EXERCISE PROMPT: Restate word for word the lines of the records below, starting at the line that contains "PR #3043, opened 2023-07-08" and ending at the line that contains "PR #3044, opened 2023-07-09", with both of those lines included and nothing else.

RECORDS PROVIDED:
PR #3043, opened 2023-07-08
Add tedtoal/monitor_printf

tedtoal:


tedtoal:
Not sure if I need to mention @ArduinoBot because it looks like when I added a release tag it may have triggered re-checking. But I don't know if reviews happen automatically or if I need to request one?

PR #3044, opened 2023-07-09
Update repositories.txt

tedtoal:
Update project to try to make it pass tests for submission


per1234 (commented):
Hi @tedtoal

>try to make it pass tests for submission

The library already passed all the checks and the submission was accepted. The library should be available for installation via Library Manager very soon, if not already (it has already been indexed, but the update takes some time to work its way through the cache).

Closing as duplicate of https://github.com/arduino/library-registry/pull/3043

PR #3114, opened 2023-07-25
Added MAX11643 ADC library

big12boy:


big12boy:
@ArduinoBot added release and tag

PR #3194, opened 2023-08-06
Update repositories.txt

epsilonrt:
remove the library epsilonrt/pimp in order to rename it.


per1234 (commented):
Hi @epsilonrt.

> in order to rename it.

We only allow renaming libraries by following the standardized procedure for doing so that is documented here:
---
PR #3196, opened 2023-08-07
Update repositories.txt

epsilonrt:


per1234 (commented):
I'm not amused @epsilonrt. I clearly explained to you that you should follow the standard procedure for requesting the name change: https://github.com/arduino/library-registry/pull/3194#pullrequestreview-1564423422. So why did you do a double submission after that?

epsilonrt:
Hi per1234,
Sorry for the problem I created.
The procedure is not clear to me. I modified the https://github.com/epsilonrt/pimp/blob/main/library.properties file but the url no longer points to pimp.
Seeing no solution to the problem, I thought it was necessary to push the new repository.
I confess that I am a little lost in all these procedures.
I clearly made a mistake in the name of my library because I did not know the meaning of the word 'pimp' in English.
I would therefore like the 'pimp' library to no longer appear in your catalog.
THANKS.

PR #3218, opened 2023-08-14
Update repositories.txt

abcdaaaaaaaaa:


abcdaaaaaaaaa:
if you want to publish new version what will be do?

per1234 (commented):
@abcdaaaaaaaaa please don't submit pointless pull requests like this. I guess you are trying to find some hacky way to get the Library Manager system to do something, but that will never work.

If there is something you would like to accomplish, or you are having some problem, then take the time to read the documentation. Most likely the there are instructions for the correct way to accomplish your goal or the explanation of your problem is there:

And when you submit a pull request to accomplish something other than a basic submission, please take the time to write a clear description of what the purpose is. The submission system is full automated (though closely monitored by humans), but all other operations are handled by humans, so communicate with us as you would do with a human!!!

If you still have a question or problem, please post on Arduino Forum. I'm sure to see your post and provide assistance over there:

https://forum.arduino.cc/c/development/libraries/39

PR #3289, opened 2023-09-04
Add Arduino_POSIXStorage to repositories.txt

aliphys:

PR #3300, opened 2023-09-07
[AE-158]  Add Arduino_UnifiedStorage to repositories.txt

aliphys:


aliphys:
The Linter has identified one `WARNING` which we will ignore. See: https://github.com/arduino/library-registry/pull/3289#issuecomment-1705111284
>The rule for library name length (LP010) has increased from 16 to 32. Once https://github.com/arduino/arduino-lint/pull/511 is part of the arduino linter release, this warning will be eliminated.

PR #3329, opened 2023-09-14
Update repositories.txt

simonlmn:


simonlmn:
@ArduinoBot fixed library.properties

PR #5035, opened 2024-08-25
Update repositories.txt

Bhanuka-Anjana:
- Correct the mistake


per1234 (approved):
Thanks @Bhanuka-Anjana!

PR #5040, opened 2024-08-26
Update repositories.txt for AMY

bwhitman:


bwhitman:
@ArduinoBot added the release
* * *
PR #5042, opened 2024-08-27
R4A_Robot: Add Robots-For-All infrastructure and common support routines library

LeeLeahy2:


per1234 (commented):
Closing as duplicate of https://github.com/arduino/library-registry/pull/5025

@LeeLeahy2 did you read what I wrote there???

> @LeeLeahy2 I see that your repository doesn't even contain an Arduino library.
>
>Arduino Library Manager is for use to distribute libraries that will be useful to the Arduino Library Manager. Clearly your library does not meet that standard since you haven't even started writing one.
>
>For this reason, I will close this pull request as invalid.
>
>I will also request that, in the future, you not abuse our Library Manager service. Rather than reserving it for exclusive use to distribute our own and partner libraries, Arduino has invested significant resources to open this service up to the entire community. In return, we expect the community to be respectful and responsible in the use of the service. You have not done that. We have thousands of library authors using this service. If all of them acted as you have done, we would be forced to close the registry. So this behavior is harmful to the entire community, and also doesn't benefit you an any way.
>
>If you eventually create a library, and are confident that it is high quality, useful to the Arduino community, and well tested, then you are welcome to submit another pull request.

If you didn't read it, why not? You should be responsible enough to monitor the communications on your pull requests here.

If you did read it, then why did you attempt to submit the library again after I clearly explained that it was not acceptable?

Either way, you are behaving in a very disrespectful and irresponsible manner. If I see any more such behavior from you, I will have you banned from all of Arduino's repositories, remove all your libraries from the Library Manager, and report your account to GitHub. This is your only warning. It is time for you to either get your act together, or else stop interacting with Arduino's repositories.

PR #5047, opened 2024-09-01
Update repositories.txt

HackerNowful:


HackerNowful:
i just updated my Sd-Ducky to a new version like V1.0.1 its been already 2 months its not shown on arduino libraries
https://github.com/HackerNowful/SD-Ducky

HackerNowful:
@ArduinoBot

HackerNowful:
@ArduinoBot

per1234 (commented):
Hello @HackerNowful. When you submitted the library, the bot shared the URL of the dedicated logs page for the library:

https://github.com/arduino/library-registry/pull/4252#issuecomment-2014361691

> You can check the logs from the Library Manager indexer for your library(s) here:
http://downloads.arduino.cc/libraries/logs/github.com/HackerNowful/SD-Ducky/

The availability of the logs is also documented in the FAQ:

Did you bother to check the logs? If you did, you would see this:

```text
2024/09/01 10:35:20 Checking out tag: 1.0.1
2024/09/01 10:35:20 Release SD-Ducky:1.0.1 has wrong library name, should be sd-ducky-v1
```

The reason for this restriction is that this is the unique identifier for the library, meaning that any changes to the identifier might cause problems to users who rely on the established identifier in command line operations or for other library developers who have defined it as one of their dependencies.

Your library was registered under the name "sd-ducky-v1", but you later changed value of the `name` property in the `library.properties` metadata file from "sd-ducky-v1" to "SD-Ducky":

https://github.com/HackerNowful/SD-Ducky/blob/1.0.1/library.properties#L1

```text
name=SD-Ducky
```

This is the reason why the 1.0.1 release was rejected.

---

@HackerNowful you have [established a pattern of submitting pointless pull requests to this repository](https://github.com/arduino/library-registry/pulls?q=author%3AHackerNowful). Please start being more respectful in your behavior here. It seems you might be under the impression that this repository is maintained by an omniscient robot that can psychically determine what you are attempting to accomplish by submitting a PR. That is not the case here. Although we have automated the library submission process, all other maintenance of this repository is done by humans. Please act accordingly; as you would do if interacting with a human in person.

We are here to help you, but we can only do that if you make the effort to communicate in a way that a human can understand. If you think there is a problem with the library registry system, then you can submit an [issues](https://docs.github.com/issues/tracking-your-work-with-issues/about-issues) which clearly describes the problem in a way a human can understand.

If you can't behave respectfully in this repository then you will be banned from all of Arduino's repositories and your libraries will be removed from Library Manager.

YOUR SOLUTION:
PR #3043, opened 2023-07-08
Add tedtoal/monitor_printf

tedtoal:


tedtoal:
Not sure if I need to mention @ArduinoBot because it looks like when I added a release tag it may have triggered re-checking. But I don't know if reviews happen automatically or if I need to request one?

PR #3044, opened 2023-07-09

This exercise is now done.